What does and doesn't work in math education is an empirical question. For instance, how math is taught in Singapore means what works for those students may be different than how math works and what is taught in Chicago. So I'd push back on any inclination that education needs to be this or that way when it comes to notation.
I think the best approach might be to explain the difference between arithmetic equality, logical equivalence (either with three lines or bidirectional arrow) all of which are equivalence relations. Thus, to use either of these is to emphasize the equivalence relation, which entails reflexivity, symmetry, and transitivity. To use the material conditional either as an 'if-then' or 'because' construction in natural language emphasizes logical consequence. So, when you're teaching solving for unknowns, I'd start with logical consequence and then move to explaining how the bi-conditional constitutes identity. And, like this post, I'd do in plain, natural language.
Part of the difference in how you approach this is a function of the level of sophistication of the student. A really bright student will hear this once or twice and understand, whereas someone who struggles may be confused by the distinctions in symbols since they've never likely been explained this. Certainly not at the elementary level, probably not at the secondary level, and probably poorly at the higher educational level. The use of the material conditional, for me, is superior because it emphasizes process, rather than entity. An arrow means intuitively, start here and end there, and with each use, one can talk about why we move from the initial to final state. With the equals symbol, it may be a little more mysterious why the statement changes. To really aid a student, you can write a brief reason above the left-to-right arrow. For instance, if you have substituted a constant value into a variable, simply mark "SUB x" over the arrow. If you have have changed the order of an addend and adder, you simply write "COMM ADD" to say you have invoked the commutativity of addition as your justification.

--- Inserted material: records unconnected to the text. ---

PR #525, opened 2015-07-02
[ServerInertial] Add config parameter for forcing strict write

drdanz:


lornat75:
Is there a good reason for this option? We normally discard "old" messages to reduce latency in control loop. This has been a good policy so far with the exception of controlboard client that started to had problems when we introduced mixed commands that can be sent in tight loop across the network.

pattacini:
I think @drdanz needed it while experimenting with oculus rift; he can be more precise.

drdanz:
Yes, exactly, I wanted to be sure that all packages are sent and received, to be able to receive the measurement closer to the timestamp of the camera image. It is not enabled by default, so the behaviour is unchanged unless this is explicitly enabled

PR #3740, opened 2018-01-25
discovery: Throttle updating discovery per provider

### LINKED ISSUE #3715: CPU Usage triples after upgrade to v2.1.0

brancz:
This PR is still in progress as context handling needs to be added. The initial round of profiling suggested that syncs are happening very often so targets and their labels are built/allocated often. This PR throttles updates to targets to once every 5 seconds. This is the same behavior that we had in `v2.0.0`, for `v2.1.0` this throttle was removed in a series of refactorings.

This is what the memory allocations look like with the patch applied

query: `rate(go_memstats_alloc_bytes_total{job="prometheus"}[1m])`

screenshot from 2018-01-25 22-35-53

As you can see this is still higher than `v2.0.0`, so I profiled again and the new result is very different.

alloc

It instead shows that the majority of allocations are coming from reads from disk, this is a separate problem though.

I believe this closes #3715.

### DIFF
--- a/notifier/notifier.go
+++ b/notifier/notifier.go
@@ -298,8 +298,14 @@ func (n *Notifier) nextBatch() []*Alert {
 
 // Run dispatches notifications continuously.
 func (n *Notifier) Run(tsets <-chan map[string][]*targetgroup.Group) {
-
 	for {
+		// Throttle syncing to once per five seconds.
+		select {
+		case <-n.ctx.Done():
+			return
+		case <-time.After(5 * time.Second):
+		}
+
 		select {
 		case <-n.ctx.Done():
 			return
--- a/notifier/notifier_test.go
+++ b/notifier/notifier_test.go
@@ -396,7 +396,7 @@ func TestHandlerQueueing(t *testing.T) {
 		case <-called:
 			expected = alerts[i*maxBatchSize : (i+1)*maxBatchSize]
 			unblock <- struct{}{}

In this way, much like a two-column proof where a rationale is provided, but less tabular in form, you can layout the concepts behind the symbolism. One of the chief problems with poor math education is an over-use of symbols and an under-use of natural language to explain. Thus, there are hordes of students who can manipulate symbols successfully, and have no semantic grounding, and hence no real understanding of why they do what they do.
So, no matter what symbols you use, just ensure students understand why.